While the camera’s perspective does open up a little more as the story goes on, it always feels like this incredibly intimate depiction of a young boy caught in the gears of circumstance and racism, but still managing to find human connection along the way. Considering we’re so inundated with a camera’s perspective on a daily basis, it’s hard to feel like anything new can be done with a movie camera, but Nickel Boys managed to make me feel like there’s always a new way to tell a story as long as you’re willing to experiment a little, but also while not losing sight of your characters.

1. A Real Pain

A Real Pain is far from the most ambitious or technically accomplished film on my list, but in a way, that’s what charmed me about it. It’s such an unassuming little film, about the very simple premise of two cousins vacationing in Poland, as a way of paying respect to their shared grandmother who fled the country to escape the Holocaust. Yet in its small scope and conversational nature, the movie gets at a lot of the profundities about history and lifestyle and generational differences that make life full of questions but not an easy answers.

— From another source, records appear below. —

PR #2265, opened 2026-08-25
fix(chain): sanitize and bound-check derivation indices near BIP32_MAX_INDEX

### LINKED ISSUE #60: 'apply_changeset' the derivation index aren't sanitized

busayo-OD:
Fixes [bdk_wallet/issues/60](https://github.com/bitcoindevkit/bdk_wallet/issues/60)

### Description

`KeychainTxOutIndex::apply_changeset` accepted `ChangeSet::last_revealed` values with no upper bound, allowing an index greater than `BIP32_MAX_INDEX` (2^31 - 1) to be stored, violating an invariant relied on by `next_index()`.

The changes in this PR address boundary issues around derivation indices:

1. **`apply_changeset`**: clamps `last_revealed` to `BIP32_MAX_INDEX` before storing it, instead of storing the raw value.
2. **`replenish_inner_index`**: fixes an off-by-one in the `stop_index` calculation that caused a panic (`"we just inserted it"`) when a keychain's derivation index was revealed exactly up to `BIP32_MAX_INDEX`. The exclusive upper bound was clamped to `BIP32_MAX_INDEX` instead of `BIP32_MAX_INDEX + 1`, silently excluding the boundary value itself.
3. **`lookahead_to_target`**: fixes an integer overflow panic when called with `target_index == u32::MAX`, and changes out of range targets to clamp and replenish up to `BIP32_MAX_INDEX` instead of silently doing nothing.

### Notes to the reviewers

This revisits the earlier implementation attempt (#1792) and implements the clamp-in-`apply_changeset` approach from that review discussion.

The second and third fixes were found while adding the boundary tests requested in review of an earlier version of this PR.

Also added a test documenting current saturation behavior: `reveal_next_spk`/`next_unused_spk` return the last revealed script with an empty `ChangeSet`, not `None`, once the index is saturated. This matches `reveal_next_spk`'s existing doc comment.

Went through the other index-taking methods (`spk_at_index`, `is_used`, `mark_used`, `unmark_used`) as well. These are plain lookups with no boundary-sensitive logic, so no dedicated tests were added there.

### Changelog notice

- Clamped `last_revealed` to `BIP32_MAX_INDEX` in `KeychainTxOutIndex::apply_changeset` to prevent it accepting an out-of-range derivation index.
- Fixed an off-by-one in `replenish_inner_index` that could panic when revealing up to `BIP32_MAX_INDEX`.
- Fixed an integer overflow in `lookahead_to_target` when called with `target_index == u32::MAX`, and changed out of range targets to clamp to `BIP32_MAX_INDEX` instead of silently doing nothing.

### Checklists

**All Submissions**

- [x] I've signed all my commits
- [x] I followed the [contribution guidelines](https://github.com/bitcoindevkit/bdk/blob/master/CONTRIBUTING.md)
- [x]  I ran `just p` before committing

**Bugfixes**

- [ ] This pull request breaks the existing API
- [x] I've added tests to cover the issue which are now passing
- [x] I'm linking the issue being fixed by this PR

### DIFF
--- a/crates/chain/src/indexer/keychain_txout.rs
+++ b/crates/chain/src/indexer/keychain_txout.rs
@@ -992,6 +992,7 @@ impl<K: Clone + Ord + Debug> KeychainTxOutIndex<K> {
             }
         }
         for (did, index) in changeset.last_revealed {
+            let index = index.min(BIP32_MAX_INDEX);
             let v = self.last_revealed.entry(did).or_default();
             *v = index.max(*v);
             self.replenish_inner_index_did(did, self.lookahead);
@@ -1225,5 +1226,36 @@ mod test {
         // The cache is optional at load time
         let index = KeychainTxOutIndex::<i32>::from_changeset(lookahead, false, init_cs);
         assert!(index.spk_cache.is_empty());
+    }
+
+    #[test]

But in addition to all that, I think my usual criteria for my favorite film of the year is whether it’s the movie I feel most compelled to watch again. Because even though the film does get at some uncomfortable truths, it was also weirdly comforting spending time with these characters as they sorted out both their own shit as well as the shit they have with each other. It was easy for me to see a lot of my friends and family in Benji (Kieran Culkin) and David (Jesse Eisenberg), and yet they’re also such specific characters that you can only imagine that two actors as specific as Culkin and Eisenberg could make them feel so lived in. And then there’s that ending, which leaves you uncertain of what’s going to happen to these guys after the credits roll, but also happy you got to spend some precious time with them while the trip lasted.